This is not intended to ask for the proof, but just for you to please check my proof. Thank you.
Definition of the Cantor set $C$:
$C = C_0 \cap C_1 \cap \cdots \cap C_i \cap \cdots$
where
\begin{align} C_0 &= [0,1] \\ C_1 &= [0,1/3] \cup [2/3, 1] \\ C_2 &= \left[0, \frac{1}{3^2}\right] \cup \left[\frac{2}{3^2}, \frac{3}{3^2}\right] \cup \left[\frac{6}{3^2}, \frac{7}{3^2}\right] \cup \left[\frac{8}{3^2}, \frac{9}{3^2}\right] \\ &\vdots \end{align}
Prove that $C$ has no interior points.
We aim to show that there doesn't exist a ball $B$, with radius $r >0$, that is entirely contained in $C$.
proof
Let $x \in C_n$ be an endpoint of one of the intervals of $C_n$, then $x \in C$. Note that by the construction of $C$, that $C_n$ has equal length intervals all of length $\frac{1}{3^n}$. So, for any given $r > 0$, choose the integer $n$ so that
$$n = \left\lceil\log_3\frac{1}{r}\right\rceil + 1 \implies \frac{1}{3^n}< r$$
Now, the ball $B_r(x)$ has a radius larger than the length of any interval in $C_n$ and it contains $x$. Since $x$ is an endpoint of an interval in $C_n$, that interval's other endpoint $y$ must satisfy
$$\left|y - x\right| = \frac{1}{3^n} < r$$
Therefore, by the arbitrariness of $r$, the Cantor set has no isolated points. But furthermore, $[x,y] \subset B_r(x)$, and we construct $C_{n+1}$ by deleting the middle third of $[x,y] \in C_n$ which means that there exists points in $B_r(x)$ that are not in $C$. Again, by the arbitrariness of $r$ we conclude $C$ has no interior.
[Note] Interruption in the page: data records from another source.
PR #6186, opened 2026-02-05
Extract VariantsSection with independent Suspense boundary

simeonlee:
## Summary
- Extracts the variants table into its own `VariantsSection` component with independent Suspense boundary
- Variants now stream independently — they render as soon as their data loads, isolated from other sections
- Includes dedicated skeleton (3-row table) and error state (table with error notice)
- Remaining sections still share a single combined Suspense boundary

Part 3 of the function detail page streaming refactor (split from #6082). Stacks on #6181.


simeonlee:
Superseded

PR #6190, opened 2026-02-05
Extract InferencesSection with independent Suspense boundary

simeonlee:
## Summary
- Extracts the inferences table into its own `InferencesSection` component with independent Suspense boundary
- Includes dedicated skeleton (5-row table + disabled pagination) and error state (table with error notice)
- Removes the combined `fetchAllFunctionDetailData` wrapper and monolithic `SectionsContent`/`SectionsSkeleton`/`SectionsErrorState` components
- All 5 sections now stream independently with isolated error boundaries

This completes the function detail page streaming refactor (split from #6082). Stacks on #6189.


simeonlee:
Superseded

PR #6210, opened 2026-02-06
Implement config and deployment queries in Postgres

shuyangli:
A step towards #5691


tensorzero-core/src/db/clickhouse/mod.rs
```diff
@@ -372,6 +372,68 @@ impl ConfigQueries for ClickHouseConnectionInfo {
 
         ConfigSnapshot::from_stored(&row.config, row.extra_templates, row.tags, &snapshot_hash)
     }
+
+    async fn write_config_snapshot(&self, snapshot: &ConfigSnapshot) -> Result<(), Error> {
```
shuyangli: can you add unit tests for these? look at other db/clickhouse files for examples. use mocks.

tensorzero-core/src/db/postgres/config_queries.rs
```diff
@@ -0,0 +1,117 @@
...
+        let row = sqlx::query(
+            r"SELECT config, extra_templates, tags
+               FROM tensorzero.config_snapshots
+               WHERE hash = $1
+               LIMIT 1",
+        )
+        .bind(snapshot_hash.as_bytes())
+        .fetch_optional(pool)
+        .await
+        .map_err(|e| {
```
shuyangli: no need to map_err - you can just return ? and let the exisitng impl From\<sqlx::Error> do the job.

gateway/src/main.rs
```diff
@@ -71,6 +74,34 @@ async fn handle_disable_api_key(public_id: &str) -> Result<(), Box<dyn std::erro
...
+        return;
+    }
+
+    if clickhouse.client_type() != ClickHouseClientType::Production {
+        return;
+    }
+    if !matches!(postgres, PostgresConnectionInfo::Enabled { .. }) {
+        return;
+    }
+    task_tracker.spawn(async move {
```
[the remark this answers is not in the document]
shuyangli: now we're doing this synchronously during setup_howdy just before deployment ID is used.

Aaron1011 (approved):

Alternate proof inspired by copper.hat and Berci
proof
The measure of each $C_n$ is
$$mC_n = \text{num_intervals}\cdot \text{len_intervals} = 2^n\left(\frac{1}{3^n}\right) = \left(2/3\right)^n \to 0 \quad \text{as} \quad n \to \infty$$
Since each set $C_n$ is a subset of $C_{n-1} \cap C_{n-2} \cap \cdots \cap C_1$, then
$$m(C_1 \cap C_2 \cap \cdots \cap C_n) = mC_n$$
and therefore $mC = 0$.
Now if $C$ contains any open set of the form $(a,b)$ then $mC \geq m(a,b) = b-a$. Since $mC = 0$, $C$ must not contain an open set, which implies it can't contain an open ball, which implies $C$ contains no interior points.